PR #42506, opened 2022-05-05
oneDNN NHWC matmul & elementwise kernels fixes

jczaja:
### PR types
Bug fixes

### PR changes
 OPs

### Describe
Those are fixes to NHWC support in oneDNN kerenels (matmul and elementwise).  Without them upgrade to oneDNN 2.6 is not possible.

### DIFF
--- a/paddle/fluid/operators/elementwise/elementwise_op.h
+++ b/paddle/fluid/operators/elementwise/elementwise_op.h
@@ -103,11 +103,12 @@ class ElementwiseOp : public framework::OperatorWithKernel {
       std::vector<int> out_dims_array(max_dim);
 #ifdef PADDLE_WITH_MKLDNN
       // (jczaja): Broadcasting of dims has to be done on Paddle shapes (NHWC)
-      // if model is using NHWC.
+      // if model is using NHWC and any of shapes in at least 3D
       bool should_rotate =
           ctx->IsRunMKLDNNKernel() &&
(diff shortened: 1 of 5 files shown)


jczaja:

- TASK INSTRUCTIONS -
Reproduce every record, making sure each one stays exactly the same.

- ANSWER TO THE PROBLEM -
PR #42506, opened 2022-05-05
oneDNN NHWC matmul & elementwise kernels fixes

jczaja:
### PR types
Bug fixes

### PR changes
 OPs

### Describe
Those are fixes to NHWC support in oneDNN kerenels (matmul and elementwise).  Without them upgrade to oneDNN 2.6 is not possible.

### DIFF
--- a/paddle/fluid/operators/elementwise/elementwise_op.h
+++ b/paddle/fluid/operators/elementwise/elementwise_op.h
@@ -103,11 +103,12 @@ class ElementwiseOp : public framework::OperatorWithKernel {
       std::vector<int> out_dims_array(max_dim);
 #ifdef PADDLE_WITH_MKLDNN
       // (jczaja): Broadcasting of dims has to be done on Paddle shapes (NHWC)
-      // if model is using NHWC.
+      // if model is using NHWC and any of shapes in at least 3D
       bool should_rotate =
           ctx->IsRunMKLDNNKernel() &&
(diff shortened: 1 of 5 files shown)


jczaja:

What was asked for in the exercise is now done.